The strains of Counting Crows’ signature song, now 25 years old, reach out to brush against each corner of our living room. This Saturday morning, my 6-year-old calls out requests from a limited catalog of songs he knows. “Mr. Jones” it is. He listens for the hook. I carry the memory of every time I silently wish to be someone else.
Sometimes it seems that outright idol worship—the wanting to be Bob Dylan—weighs less than the elusive gospels of self-improvement promoted by imposter syndrome and dissatisfaction.
As a kid, my bedroom walls told the tale of who I wanted to be. A rotating gallery of icons looked down on me from movie posters and magazine cut-outs. Tom Hanks circa “Big,” with his eternally boyish charms. Barry Bonds, his effortless, left-handed swing like poetry breaching the physical world. Clever comics plotting punchlines; half-human, half-divine rock stars basking in the hot light of adoration.
We loosen our grip on the prospects of universal adoration and hold on for dear life. Shelving skyscraper hopes, we spend our lives tinkering at the margins.
The inevitable crush comes. You’ll never be America’s sweetheart, you learn. You’re just a fraction of the man Barry Bonds is—even before his dalliance with steroids. These rude awakenings hurt like hell, but most of us quickly move along. Especially after we do the math. The odds of becoming Tom Hanks or Bob Dylan temper our ambitions; we stand a greater chance of being struck by lightning than trapping it in a bottle.
We loosen our grip on the prospects of universal adoration and hold on for dear life. Shelving skyscraper hopes, we spend our lives tinkering at the margins. We wish to be just a little more funky, a little more well-read, a little more youthful—right there, just around the eyes—because we question if we even belong on the peripheral.
A writer friend and I traded messages the other day, commiserating over common bouts with imposter syndrome. With our words like prayers and our DMs like a confessional booth, I recalled the many times I feared my next article, my next sentence even, would reveal the emperor’s lack of clothes. Counting down the minutes till your fraud is exposed, counting on yourself to commit a mistake at the point of no return, comes with a shortness of breath, with a sense the walls sit a few inches closer than they did yesterday.
For me, the shame comes with a thousand cuts. A word leaves my mouth within a circle of people and, before it finishes its flight path, I want to call it back.
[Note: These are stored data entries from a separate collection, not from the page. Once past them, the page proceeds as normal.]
Issue #1166, opened 2026-06-18
Pier S5 — narrow admit-to-chat capability: auto-grant community-fleet (Tier-1), bounded + injection-safe


mellanon:
Part of the Pier onboarding epic (#1142). Decision: Tier-1 (chat) is **auto-granted by Pier**; Tier-2 (bus) stays human (`cortex network admit`).

**Do:** give Pier ONE narrow, single-purpose capability — `admitToChat(memberId)` — that assigns the `community-fleet` Discord role to a given member and does **nothing else**. NOT raw Bash, NOT generic Manage-Roles in Pier's reasoning. Implement as a cortex-side action/effect that uses the Discord adapter's client (bot token, Manage-Roles) to add ONLY `community-fleet`, hard-scoped. Expose it to Pier's in-process CC session (MCP tool OR runner-intercepted effect OR a hardened single-purpose wrapper) so even a prompt-injected Pier can do exactly one bounded thing: grant chat access (revocable, low-stakes). It must be unable to grant any higher role (rely on Discord role hierarchy: Pier's bot role ranked above community-fleet, below all else, Manage-Roles only — never Administrator).

**Persona:** revert Tier-1 to "I grant `community-fleet`" (auto via the capability); Tier-2 stays surface-only.

**Discord-side (operator, doc it):** Pier bot needs Manage-Roles + role ranked above community-fleet (sop-community-fleet-admission model).

**Open design Q for the build:** the cleanest mechanism to expose a narrow effect to a builtin claude-code agent (MCP tool vs structured effect vs scoped wrapper) — design-first, then implement. Security-sensitive (public agent gains role-assignment) → adversarial review mandatory: prove the capability cannot escalate beyond community-fleet, run shell, or touch Tier-2/bus, even under prompt injection.

Depends on the open-onboarding gate (sibling). Deploy via arc upgrade.

mellanon:
Closing — design reframed. Pier is a **public-domain** surface, not a federated one; a newcomer is public until a human admits them. So Pier holds **zero capabilities** (pure Q&A + surfacing) precisely because it's exposed to untrusted public, and **both** admissions are human gates:
- Tier-1 (`community-fleet` / into `#assistant-fleet`) — a principal grants.
- Tier-2 (network join) — a principal runs `cortex network admit`.

[...]

PR #1167, opened 2026-06-18
feat(cortex): Pier open-onboarding gate — respond to unmapped senders via zero-authority anon principal (#1165)

### LINKED ISSUE #1165: Pier S4 — open-onboarding gate: respond to unmapped senders (zero-authority anon principal, scoped to flagged agents)
Part of the Pier onboarding epic (#1142, #1158). BLOCKER: a newcomer (JC, discord id 285727653603049472) is refused by Pier — `dispatch-handler.ts:564` denies authors not mapped in `policy.principals[].platform_ids.discord[]` (gate built in `policy-gate.ts`/`engine.ts`). Correct for Luna/dev-loop; backwards for an onboarding concierge.

**Do:** add a per-agent flag (e.g. `openOnboarding: true` on the agent/runtime schema in `cortex-config.ts`) that, when the target agent carries it, maps an UNMAPPED inbound sender to a **zero-authority anonymous principal** (no roles, no platform authority) and ALLOWS dispatch — instead of denying. Scoped to flagged agents ONLY; Luna/dev-loop unflagged → still gated/denied (regression-test this). Build on the existing `policy.public` seam (`surface-router.ts:161`, S5/#739) if it fits.

**Safety:** the anonymous principal must carry NO roles and grant NO authority — it exists only so Pier (which issues nothing, has no Bash) can converse. Verify it cannot trigger any privileged path.

**Also (tool hardening):** `personas/pier.md` `allowedTools: [Read, Bash]` → `[Read]`. A public, injectable agent must not hold Bash. (Tier-1 auto-grant arrives as a NARROW capability in the sibling issue, not Bash.)

**Tests:** unmapped sender → flagged agent (Pier) responds (attributed to anon, zero roles); unmapped sender → unflagged agent (Luna) still denied; anon principal has no roles/authority.

Gate: tsc + scoped tests + carve-out + eslint. Auth-gate change → adversarial review on blast radius + privilege-escalation.

mellanon:
## Summary

Lets a **flagged** concierge agent (Pier) respond to Discord senders who are **not mapped to any principal**, by attributing them to a **zero-authority anonymous principal**. This is an AUTH-GATE change — scoped to flagged agents only; every other agent's strict deny is untouched.

Closes #1165

## Investigation (where the gate actually lives)

1. **Where `access`/`denyReason` is computed.** The deny is posted at `src/bus/dispatch-handler.ts` step 1 (`const access = adapter.resolveAccess(msg)` → `if (!access.allowed) … postResponse(denyReason)`). `resolveAccess` is a thin adapter method (`src/adapters/discord/index.ts:786`) that delegates to the shared `resolvePolicyAccess` (`src/common/policy/resolve-access.ts`). The unmapped-sender deny is produced there at the `index.resolve(platform, authorId) === undefined` branch. The carrier is `AccessDecision` (`src/adapters/types.ts`) — `{ allowed, features, toolRestrictions, allowedSkills, dirRestrictions, bashGuard, trusted, denyReason }`.

2. **The `policy.public` seam (surface-router) does NOT fit.** `policy.public` (`src/bus/surface-router.ts:~161`, S5/#739) gates inbound **`public.*` bus envelopes** (cross-principal/registry traffic) and explicitly provides **no open anonymous claim** ("empty = drop everyone"). It is not a Discord-author→principal path. So it cannot be reused; the minimal per-agent flag is the right tool.

3. **Where the target agent's config reaches the gate.** `cortex.ts` iterates each `Agent` and calls `dispatchHandler.handleMessage(adapter, msg, targetAgentForDispatch(agent, configDir))`. `targetAgent` is the per-agent identity object reaching the deny point — the clean carrier for a per-agent flag (correct even if one handler serves multiple agents).

## Design

- **`AccessDecision.denyCode`** — stable machine code (`no_policy | unmapped_sender | registry_drift | lockout`) so the conversion keys off the deny *category*, never brittle prose.
- **`anonOnboardingAccess(msg)`** (`resolve-access.ts`) — mints the zero-authority ALLOW: `features {chat:true, async:false, team:false}`, **every** tool in `CLAUDE_TOOL_INVENTORY` restricted, `bashGuard:true`, **no** `allowedSkills`/`dirRestrictions`, `trusted:false`, `anonPrincipal:true`, `anonPrincipalId: anon:<platform>:<authorId>`.
- **dispatch-handler deny point** — converts to anon **only** when `!access.allowed && access.denyCode === "unmapped_sender" && targetAgent?.openOnboarding === true`. Everything else stays denied.
- **`AgentSchema.openOnboarding`** (default absent/false) + projected through `DispatchTargetAgent` + `targetAgentForDispatch`.
- **Pier hardening**: persona `allowedTools: [Read, Bash] → [Read]`; `agents.d/pier.yaml` sets `openOnboarding: true`. (No grant capability added — that's #1166.)

## Zero-authority guarantee

The synthetic id is **never inserted into the policy index/registry**, so no `engine.check(...)` can resolve it to any role/capability — every role/authority gate fails closed. A test proves it: for the synthetic id, `engine.check` returns `allow:false` for `operator`/`keyword.*`/`tool.*`, and `index.resolve` of the raw tuple is `undefined`. Downstream, `access.trusted` stays `false` (prompt-injection filter armed), `allowedSkills` undefined (most-restrictive), `toolRestrictions` = full inventory. `anonPrincipalId` is used **only** in an audit log line.

## Tests

`src/common/policy/__tests__/resolve-access.test.ts` (+denyCode stamping, anonOnboardingAccess zero-authority, non-resolvability proof) and `src/bus/__tests__/dispatch-handler.test.ts` (open-onboarding describe):
- unmapped + **flagged** → admitted, no deny posted, session runs;
- unmapped + **unflagged** (Luna) → still **DENIED**, no session (regression);
- flagged + **lockout** deny → still denied (non-unmapped categories never convert);
- **mapped** principal → unaffected (real allow).

## Gate (verbatim)

```
########## 1. tsc ##########
tsc_exit=0
########## 2. scoped bun test (src/common/policy/ src/common/types/ src/bus/) ##########
 1586 pass
 1 skip
 0 fail
 3681 expect() calls
Ran 1587 tests across 62 files.
   (adapters dir, AccessDecision touched): 404 pass / 0 fail)
########## 3. carve-out ##########
check-carveouts: PASS — no ungated deprecated-term live violations
########## 4. eslint (changed .ts) ##########
eslint_exit=0
```

### DIFF
--- a/src/bus/__tests__/dispatch-handler.test.ts
+++ b/src/bus/__tests__/dispatch-handler.test.ts
@@ -9,8 +9,12 @@ import type { AgentConfig } from "../../common/types/config";
 import type { Envelope } from "../myelin/envelope-validator";
 import type { MyelinRuntime } from "../myelin/runtime";
 import type { DispatchSourcePublishResult } from "../dispatch-source-publisher";
-import { validateEnvelope } from "../myelin/envelope-validator";
+import { validateEnvelope, getActorPrincipal } from "../myelin/envelope-validator";
 import { PolicyEngine } from "../../common/policy/engine";
+import { policyEngineFromConfig } from "../../common/policy/factory";
+import { defaultPolicySovereignty } from "../../common/policy/policy-gate";
+import { extractAgentIdFromDid } from "../../common/policy/did";
+import type { Policy } from "../../common/types/cortex-config";
 import type {
   CCSessionFactory,
   CCSessionLike,
@@ -48,6 +52,30 @@ function makePublishPolicyEngine(): PolicyEngine {
     ],
     roles: [{ id: "operator", capabilities: ["dispatch.test-agent"] }],
   });
+}
+
+/**
+ * cortex#1167 — the PRODUCTION engine shape: built via `policyEngineFromConfig`
+ * (exactly how cortex.ts wires it) so the synthetic `public` principal is
+ * registered with `dispatch.<agentId>` per flagged agent. Maps
+ * (discord, 1487204875912609844) → andreas (a fully-privileged principal). Used
+ * by the round-trip tests that prove the listener's engine.check passes for `public`.
+ */
+function makeWiredEngineWithPublic(openOnboardingAgentIds: string[]): PolicyEngine {
+  const policy: Policy = {
+    principals: [
+      {
+        id: "andreas",
+        home_principal: "andreas",
+        home_stack: "andreas/meta-factory",
+        role: ["operator"],
+        trust: [],
+        platform_ids: { discord: ["1487204875912609844"] },
+      },
+    ],
+    roles: [{ id: "operator", capabilities: ["operator", "keyword.chat", "dispatch.test-agent", "dispatch.pier"] }],
+  };
+  return policyEngineFromConfig(policy, openOnboardingAgentIds)!;
 }
 
 // Minimal config that satisfies AgentConfig shape for testing
@@ -1651,15 +1679,16 @@ describe("DispatchHandler — Direction A Stage 4-B inbound envelope publish (co
     await handler.shutdown();
   });
 
-  // cortex#1167 review BLOCKER — the gate must work on the PRODUCTION path
-  // (runtime + policyEngine WIRED), not just the missing-runtime direct-sync
-  // fallback. With the bus wired, the publish path RE-RESOLVES the originator
-  // from the platform tuple; an unmapped anon sender would be rejected
-  // (`invalid-originator`) unless the gate threads a pre-resolved anon DID
-  // through. This drives the full handleMessage admit path and asserts the
-  // chat envelope is actually PUBLISHED (Pier greets the stranger), carrying
-  // the anon originator DID + the Read-only allowlist.
-  test("WIRED bus: unmapped sender + flagged Pier → chat envelope PUBLISHED (not invalid-originator)", async () => {
+  // cortex#1167 review BLOCKER (PIVOT) — full publish → LISTENER round-trip with
+  // runtime + policyEngine WIRED (production config). The earlier whack-a-mole
+  // anon-DID approach left the dispatch-listener gate (engine.check(...,
+  // "dispatch.pier") at dispatch-listener.ts:1687) DENYING the unmapped sender
+  // as unknown_principal. The fix attributes the sender to the single
+  // registered `public` principal (originator `did:mf:public`) which the engine
+  // GRANTS `dispatch.pier`. This test drives the admit path, then reproduces the
+  // listener's EXACT principal resolution + engine.check on the published
+  // envelope to PROVE it is NOT denied at 1687 (Pier's session would run).
+  test("WIRED bus round-trip: unmapped sender → flagged Pier → published AND PASSES the listener's engine.check", async () => {
     const runtime = makeRecordingRuntimeWithSubject();
     const handler = new DispatchHandler({
       config: makeConfig(),
@@ -1667,12 +1696,12 @@ describe("DispatchHandler — Direction A Stage 4-B inbound envelope publish (co
       runtime,
       systemEventSource: { principal: "andreas", agent: "cortex", instance: "local" },
       stack: "meta-factory",
-      // The engine maps (discord, 1487204875912609844) → andreas ONLY. JC's id
-      // below is UNMAPPED — exactly the production scenario from the issue.
-      policyEngine: makePublishPolicyEngine(),
+      // PRODUCTION engine: built via the factory WITH the public principal
+      // granted dispatch.pier (exactly how cortex.ts wires it). It maps
+      // (discord, 1487204875912609844) → andreas; JC's id below is UNMAPPED.
+      policyEngine: makeWiredEngineWithPublic(["pier"]),
     });
     const adapter = new MockAdapter();
-    // Adapter denies the unmapped sender with the real engine-derived shape.
     adapter.accessDecision = {
       allowed: false,
       features: { chat: false, async: false, team: false },
@@ -1686,22 +1715,45 @@ describe("DispatchHandler — Direction A Stage 4-B inbound envelope publish (co
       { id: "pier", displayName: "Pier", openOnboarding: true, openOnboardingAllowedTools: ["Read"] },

I send a tweet into the atmosphere like a carrier pigeon, praying it returns with affirmation, straining my eyes against the sky until it does. I share an essay with my editor, just sure the red ink on this one will spell out the word “poser.” In the in-between, the moments between message sent and message received, I rifle through my closet and select one of a dozen identical hair shirts. Surprise, surprise—it fits, and chafes, just right.
This devil lives in the littlest details, waging spiritual warfare by keeping us busy. Busy covering our tracks. Busy looking over our shoulders. Busy cramming for each moment like a final exam. How do we fight back when the war is coming from inside the house?
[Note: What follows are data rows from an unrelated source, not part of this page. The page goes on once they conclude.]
PR #677, opened 2015-10-02
Support SQLite database and attachment rekey

pasin:
- Added DatabaseEncryptionTest's testEncryptedAttachments  and rekeyTest
- Added getTempDir to the AndroidContext class.

https://github.com/couchbase/couchbase-lite-java-core/issues/719
https://github.com/couchbase/couchbase-lite-java-core/issues/720

### DIFF
--- a/src/androidTest/java/com/couchbase/lite/DatabaseEncryptionTest.java
+++ b/src/androidTest/java/com/couchbase/lite/DatabaseEncryptionTest.java
@@ -32,25 +32,21 @@ import java.util.Map;
 public class DatabaseEncryptionTest extends LiteTestCaseWithDB {
     private static final String TEST_DIR = "encryption";
     private static final String NULL_PASSWORD = null;
-    private Manager currentManager;
+    private Manager cryptoManager;
 
     @Override
     protected void setUp() throws Exception {
         super.setUp();
         ManagerOptions options = new ManagerOptions();
         options.setEnableStorageEncryption(true);
-        currentManager = new Manager(getTestContext(TEST_DIR, true), options);
+        cryptoManager = new Manager(getTestContext(TEST_DIR, true), options);
     }
 
     @Override
     protected void tearDown() throws Exception {
         super.tearDown();
-        if (currentManager != null)
-            currentManager.close();
-    }
-
-    private Manager getEncryptionTestManager() {
-        return currentManager;
+        if (cryptoManager != null)
+            cryptoManager.close();
     }
 
     public void testEncryptionFailsGracefully() throws Exception {
@@ -78,8 +74,6 @@ public class DatabaseEncryptionTest extends LiteTestCaseWithDB {
     public void testUnEncryptedDB() throws Exception {
         if (!isSQLiteDB())
             return;
-
-        Manager cryptoManager = getEncryptionTestManager();
 
         // Create unencrypted DB:
         Database seekrit = cryptoManager.getDatabase("seekrit");
@@ -110,8 +104,6 @@ public class DatabaseEncryptionTest extends LiteTestCaseWithDB {
     public void testEncryptedDB() throws Exception {
         if (!isSQLiteDB())
             return;
-
-        Manager cryptoManager = getEncryptionTestManager();
 
         // Create encrypted DB:
         cryptoManager.registerEncryptionKey("123456", "seekrit");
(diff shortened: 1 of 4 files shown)


src/androidTest/java/com/couchbase/lite/DatabaseEncryptionTest.java
```diff
@@ -230,4 +234,67 @@ public boolean update(UnsavedRevision rev) {
         Assert.assertNotNull(seekrit);
         Assert.assertEquals(1, seekrit.getDocumentCount());
     }
+
+    public void testEncryptedAttachments() throws Exception {
+        if (!isSQLiteDB())
+            return;
+
+        Manager cryptoManager = getEncryptionTestManager();
```
hideki: `getEncryptionTestManager()` is just return `currentManager`. Why does the method need special naming?

src/androidTest/java/com/couchbase/lite/DatabaseEncryptionTest.java
```diff
@@ -230,4 +234,67 @@ public boolean update(UnsavedRevision rev) {
...
+
+        // Check the document and its attachment:
+        SavedRevision savedRev = seekrit.getDocument("att").getCurrentRevision();
+        Assert.assertNotNull(savedRev);
+
+        Attachment att = savedRev.getAttachment("att.txt");
+        Assert.assertNotNull(att);
+        byte[] body = "This is a test attachment!".getBytes();
+        byte[] rawAtt = TextUtils.read(att.getContent());
+        Assert.assertTrue(Arrays.equals(rawAtt, body));
```
hideki: Does not need to compare between rawAtt which was encrypted with previous key and rawAtt which is encrtypted with current key?

src/androidTest/java/com/couchbase/lite/DatabaseEncryptionTest.java
pasin: I intended to give it the named so that we know that we are getting a manager with an encryption. Nothing more than this.

src/androidTest/java/com/couchbase/lite/DatabaseEncryptionTest.java
pasin: That is the same thing here as we explicitly compare with the "This is a test attachment!" text.

pasin:
I removed the method and change currentManager to cryptoManager and the changed was pushed.

src/androidTest/java/com/couchbase/lite/DatabaseEncryptionTest.java
hideki: This is test for re-key feature. So, updated rawAtt should be different from original, "This is a test attachment!", and also different from previous rawAtt which was encrypted by previous key. So, I recommend to add one additional check, `Assert.assertTrue(Arrays.equals(rawAtt, prvRawAtt));`

pasin: No, the rawAtt is the same as previous-raw-att. The rawAtt is the byte array of the attachment, which is the `decrypted` one not the `encrypted` one.

pasin: Let me clarify more with the code:

// Here is the text content of the attachment converted to raw bytes:
byte[] body = "This is a test attachment!".getBytes();

// Here is the decrypted raw bytes read from the attachment.
byte[] rawAtt = TextUtils.read(att.getContent());

// There is an assertion to check if it's the same raw bytes
Assert.assertTrue(Arrays.equals(rawAtt, body));

// Here is your recommendation which does the same thing as above because they all are decrypted raw bytes:
Assert.assertTrue(Arrays.equals(rawAtt, prvRawAtt));

pasin: Let me know if I misunderstood your point.

hideki: Sorry, I misunderstood the code. I thought it compares encrypted byte arrays.

pasin: No problems. I think the variable name of rawXXX might be confusing a bit.

PR #679, opened 2015-10-09
Refactor performance tests

pasin:
- Created a new base class, "PerformanceTestCase" and new config file, "perftest.properties".
- Removed performance test config out of test.properties.
- Removed performance/Test16_ParallelPushReplication as the test is too complex to run so I don't think we have ever run it.
- Removed all tests in performance2 package and LitePerfTestCase.java
- Ported performance2/Test29_AllDocQuery and performance.
- No port performance2/Test28_KeySizes, Test30_LiveQuery, and Test31_CompactDB as those tests do not make sense or not complete.


hideki:
Hi @pasin,

If you have time, could you please review document size and attachment size?

- Document: Java char is 2 bytes. When it is serialized to JSON, it will be encoded into UTF-8 and it is 1 byte if char is ASCII range character. And UTF-8 json is stored into a database.
- Attachment: Java char is 2 bytes. If it simply wrote to File, it is still 2 byte without encoding to UTF-8 or ASCII.

Currently doc size and attachment size are not clearly defined. 

Thanks,
Hideki

hideki:
This PR is large PR. Basically it looks fine. But I could not check details. So we will fix the issue whenever we find the error in tests.

PR #691, opened 2015-11-06
Replace JNI-based JSON collation with ICU4C

hideki:
Original Ticket: https://github.com/couchbase/couchbase-lite-java-core/issues/801

- JSONCollator used to call java.text.Collator. Instead of java.text.Collator, use ICU4C collator.

Note for reviewer:
- All .h header files are just copied from ICU4C code base for compilation.
- All *.a static libraries are compiled from https://github.com/couchbaselabs/icu4c-android


src/main/java/com/couchbase/lite/android/AndroidSQLiteStorageEngine.java
```diff
@@ -174,4 +184,55 @@ public String toString() {
...
     }
+
+    private static synchronized void loadICU4C(android.content.Context context, File workingDir) {
+        boolean systemICUFileExists = new File("/system/usr/icu/icudt53l.dat").exists();
+        String icuRootPath = systemICUFileExists ? "/system/usr" : workingDir.getAbsolutePath();
+        SQLiteJsonCollator.setICURoot(icuRootPath);
+        if(!systemICUFileExists){
+            loadICUData(context, workingDir);
+        }
+        SQLiteJsonCollator.setLocale(Locale.getDefault().toString());
```
pasin: I have seen that in unit test before calling setLocale(), releaseICU() is called. Should it be the same thing here given that the database can be closed and reopened?

I'm curious that on an android device, if a user change the locale while he is using the app, how can the locale in the collator be updated?

src/main/java/com/couchbase/lite/android/AndroidSQLiteStorageEngine.java
```diff
@@ -174,4 +184,55 @@ public String toString() {
...
+                    out.write(buf, 0, len);
+                }
+            }
+        }
+        catch (Exception ex) {
+            Log.e(TAG, "Error copying icu dat file", ex);
+            if(icuDataFile.exists()){
+                icuDataFile.delete();
+            }
+            throw new RuntimeException(ex);
```
pasin: I think we need to handle this properly in open() method.

src/main/java/com/couchbase/lite/android/AndroidSQLiteStorageEngine.java
```diff
@@ -174,4 +184,55 @@ public String toString() {
...
+                if(in != null){
+                    in.close();
+                }
+                if(out != null){
+                    out.flush();
+                    out.close();
+                }
+            } catch (IOException ioe){
+                Log.e(TAG, "Error in closing streams IO streams after expanding ICU dat file", ioe);
+                throw new RuntimeException(ioe);
```
pasin: Same here.

src/main/jni/JsonCollator/com_couchbase_lite_android_SQLiteJsonCollator.cpp
```diff
@@ -632,3 +574,29 @@ JNIEXPORT jint JNICALL Java_com_couchbase_lite_android_SQLiteJsonCollator_testDi
...
+{
+    char const * ICURootPath = env->GetStringUTFChars(ICURoot, NULL);
+    setenv("CBL_ICU_PREFIX", ICURootPath, 1);
+    env->ReleaseStringUTFChars(ICURoot, ICURootPath);
+}
+
+JNIEXPORT void JNICALL Java_com_couchbase_lite_android_SQLiteJsonCollator_setLocale
+    (JNIEnv *env, jclass clazz, jstring jlocale)
+{
+    char const * localeStr = env->GetStringUTFChars(jlocale, NULL);
```
pasin: Shall we also check NULL on jlocale or it will never be NULL?

src/main/jni/JsonCollator/com_couchbase_lite_android_SQLiteJsonCollator.cpp
```diff
@@ -303,60 +283,22 @@ static int compareStringsUnicodeFast(const char** in1, const char** in2) {
...
-    env->DeleteLocalRef(str1);
-    env->DeleteLocalRef(str2);
+
+    // ICU4C - Collator
+    if(coll == NULL){
+        UErrorCode status = U_ZERO_ERROR; 
+        coll = Collator::createInstance(locale, status);
+        if(!U_SUCCESS(status)) {
+            LOGE("Failed to create Collator instance: status=%d", status);
+            return -3;
```
pasin: What will happen in in CollateJSON() when -3 is returned? It's really not clear from reading CollateJSON() code about what will happen.

src/main/java/com/couchbase/lite/android/AndroidSQLiteStorageEngine.java
hideki: > I have seen that in unit test before calling setLocale(), releaseICU() is called. Should it be the same thing here given that the database can be closed and reopened?
`releaseICU()` should be called from `Object.finalize()`. I forgot to port from v1.1.0 version of implementation. Thank you very much for catching this.

> I'm curious that on an android device, if a user change the locale while he is using the app, how can the locale in the collator be updated?

Ideally, if user changed Locale, it should reindex. Current code does not care this scenario.

src/main/jni/JsonCollator/com_couchbase_lite_android_SQLiteJsonCollator.cpp
hideki: As you suspect, -3 makes nothing. sort orders list as it is.
This method can not handle error. So I will change to 0 as same as kIllegal case.

hideki:
I updated my PR except README. Could you please review PR again?

hideki:
About ICU4C library, I updated REAME.md .

hideki:
@pasin,
Please review the code again?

Calm comes in those rare moments when I see my soul as if through the crystalline surface of a frozen lake. To riff on a Tim Keller slogan, I recognize myself as someone more fraudulent than I can ever know, yet loved with immeasurable height, depth, and width.
Knowing the difference between sanctification and perpetual self-improvement is half the imposter-syndrome battle.
Knowing the difference between sanctification and perpetual self-improvement is half the imposter-syndrome battle. One moves toward Christ-likeness; the other keeps up a charade. One finds its motivation through unbroken acceptance; the other immediately distrusts any affirming word, turning it into a cudgel, not a comfort. One finds its way widening by the minute, making room enough for failure and growth; the other trips over every mistake along an impossibly narrow incline, the skin scraped away from its knees and elbows long ago.
Like a dog chasing its tail, I turn in circles trying to identify the blindspots Christ already sees. If I could look with his eyes, every little lie and artifice I noticed would mortify me. Rather than point and laugh, he embraces me still.
Before knowing Jesus, I was a fake making every effort to justify myself and be found worthy of love. The only genuine article, he stood in the place of imposters like me, living and dying as our remedy. Now I belong to him, because of him.
As the first verse of that Counting Crows classic becomes the second, then a pining chorus, frontman Adam Duritz sings a phrase as true as any, “We all want something beautiful.”
Then, almost as an aside, he tosses another line out of the corner of his mouth.“Man, I wish I was beautiful.”
All of us want something beautiful. Left alone, we only see the scars, the black-and-blue eyes, every blemish and contusion. But Jesus makes beautiful things; I no longer have to wish I was beautiful. Mr. Jones and me—and you—are who he says we are; we look the way he sees us.